Description
- UFO’s 13th studio album, 1992’s ‘High Stakes & Dangerous Men’, their first record in ten years to feature bassist and founder member Pete Way.
- “An album of surprisingly tough leather rock ‘n’ roll”. Kerrang!
Fronted by Phil Mogg, the only band member to feature in every line-up of UFO’s 50 plus year career, the line-up was completed by guitarist Laurence Archer (Grand Slam/Wild Horses/Lautrec) and drummer Clive Edwards (Uli Jon Roth/Wild Horses/Bernie Marsden). Although this was the sole UFO album that the guitarist and drummer would appear on, Archer and Edwards had the musical chops and rock pedigree.
Among the 12 original songs, the Metal Forces’ review trumpeted: “The forceful ‘Primed For One’ continues the class, while ‘She’s The One’, first single ‘One Of Those Nights’ and ‘Don’t Want To Lose You’ all show they’ve not lost the knack of penning a classy yet commercial rock song”.
As Pete Way proudly announced at the time: “With UFO, whether we were good or bad, it was the attitude that was right and that is the most important thing... We had to wait to get the right guitarist and now everything is right again.

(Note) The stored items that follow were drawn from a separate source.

PR #5009, opened 2021-05-14
default priority for HydraLEO: -1

fabrichter:
prefer suggestions from more specific rules because of better messages


palasso:
Looks good to me. Thank you!

PR #5034, opened 2021-05-19
[fr] faire vppa rule improved

Rebecca-auque:


languagetool-language-modules/fr/src/main/resources/org/languagetool/rules/fr/grammar.xml
```diff
@@ -18790,6 +18791,18 @@ though, and has since been slightly modified)-->
                 <example>Je regarde la <marker>télé</marker>.</example>
                 <example>Je compte les <marker>invités</marker>.</example>
             </rule>
+            <rule default="temp_off">
+                <pattern>
+                    <token postag="V.*" postag_regexp="yes"/>
```
jaumeortola, line 18796: Perhaps this is too general, and we need to specify some verbs: finir, continuer etc.

PR #5047, opened 2021-05-20
[gl] clitics - rule completed

xosecalvo:
Rule CLITICS / Start of sentence is complete (antipatterns, url, short)


xosecalvo:
Looking at the diff I've noticed that entities and other references have expanded. This is not what I see in my local copy of the file. What's happened?

Issue #4585, opened 2021-03-10
[en] Wrong tagging CONTRACTIONS


MikeUnwalla:
CONTRACTIONS tags Sha and Ca as NNP:

- [ ] Shan't is almost never used in AmE; rather, it is almost invariably replaced by won't or am/are/is not going to.
- [ ] Can't "ditto" Credit on that one.
- [ ] Can't, I'm going to a recruiting dinner.

jaumeortola:
It is easy to do it with a simple disambiguation rule. I will do it.

PR #5058, opened 2021-05-21
Fix for issue #4585

l3043Y:


jaumeortola:
We can remove the undesired tags in `shan't` and `can't` with a simple disambiguation rule, and I think it is better to do it this way. 

We prefer not to add complexity to the tokenizer. It is critical for us that the tokenizer is as fast as possible.

jaumeortola:
Fixed here: https://github.com/languagetool-org/languagetool/commit/086385ba520ea5e35453759baa34aafcdf28370f

l3043Y:
Thank you for your comment. I hope to come up with elegant fixes later on, and minimal function complexity.

jaumeortola:
Thank you for your work.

This is certainly no revival band in it for the money.”
According to Metal Hammer in 1992, “UFO were always famous for their ‘raw’ sound, as demonstrated best on possibly the most influential live rock album of all time, ‘Strangers In The Night’.”

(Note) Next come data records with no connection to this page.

PR #5101, opened 2021-05-31
[en] improved BE_PART_AGREEMENT_2

AzadehSafakish:
Scrapped the whole thing and started from scratch.
default="temp_off"


languagetool-language-modules/en/src/main/resources/org/languagetool/rules/en/grammar.xml
```diff
@@ -51559,336 +51559,170 @@ USA
...
-                    <token regexp="yes">I|you|we</token>
-                    <token regexp="yes" inflected="yes">be|think</token>
+                    <token chunk_re="E-NP.*" />
+                    <token chunk="B-ADVP" />
                 </antipattern>
                 <antipattern>
-                    <token>is</token>
-                    <token regexp="yes">I|you|we|they</token>
+                    <token chunk_re="E-NP.*" />
+                    <token regexp="yes">.*'d</token>
```
udomai, line 51574: `'d` is always going to be tokenized as its own token – so this AP cannot match…

Issue #870, opened 2026-04-09
Add v2.0 tagged spec in ADC API spec


bcorrie:
We need to link to the tagged AIRR spec in the ADC API file. For example:

https://github.com/airr-community/airr-standards/blob/cd92d6cb9345edefdcedc9feecee45b6db12b366/specs/adc-api.yaml#L79 

We also need to change the base path to /airr/v2:

https://github.com/airr-community/airr-standards/blob/cd92d6cb9345edefdcedc9feecee45b6db12b366/specs/adc-api.yaml#L17

PR #872, opened 2026-06-05
v2.0.0 Release Prep

javh:
Release prep, starting with release notes.


javh:
Added changes for #870.

scharch (approved):

javh:
I'm going to submit to the R package to CRAN later tonight if no one has any objections to additions to the release changes in this PR.

schristley:
@javh @bcorrie the ADC API change is incomplete. There's an openapi3 version of the spec too. I might have missed some discussion but was the decision to move to `v2` for `baseUrl`? I might be ok with that but I'm planning for CRWG to add some enhancements to V2 of the api so if we don't need to release an V2 of the api, maybe we can hold off?

javh:
@schristley and @bcorrie, I update the OpenAPIv3 spec too.  Let me know if you do/don't want to make the baseUrl change.

javh:
* R package is on CRAN.
* [Release is drafted](https://github.com/airr-community/airr-standards/releases/tag/untagged-48820c599019e6b10786)

I'll like to tag the release and push to PyPI in about 3 hours. Last chance for changes! :grin:

PR #4826, opened 2025-01-15
Feat/new edit form

CamilleNerriere:
Adapt the new delivery form in order to use it in edit mode


Atala (changes requested):
Hi,

here is the problem i found :
- if you have a date range that is on several days, then it doesnt show the complex date picker has it should
- it does not show correctly phone number that was previously set on delivery
(- it does not display manually set price -> to be seen later)
- it does 3 calls to calculate when you load the page
image

small UI improvments :
- datepicker field should be before package field on drops
- the initial loader should be bigger and in the middle of the page

PR #4858, opened 2025-01-23
Invoicing: mark exported orders

vladimir-8:
- Added: save a file id in which each order appears
- Display status next to each order if it was previously exported or not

UFO’s first, pre-Michael Schenker line-up had seen a level popularity to rival Beatlemania in Japan in the early 70s, so it made perfect sense to record their third live album, ‘Lights Out In Tokyo’, on the tour to support ‘High Stakes & Dangerous Men’. Recorded on 20th June 1992 at Club Citta in Tokyo, and airing a healthy selection from their latest opus with ‘Running Up The Highway’, ‘Borderline’, ‘She's The One’, ‘Back Door Man’ and ‘One Of Those Nights’, the set inevitably includes a host of classics including ‘Lights Out’, ‘Rock Bottom’ and ‘Doctor Doctor’ concluding with ‘Shoot Shoot’ (originally from UFO’s ‘Force It’ LP) and finishing off with the Eddie Cochran classic, ‘C’mon Everybody’.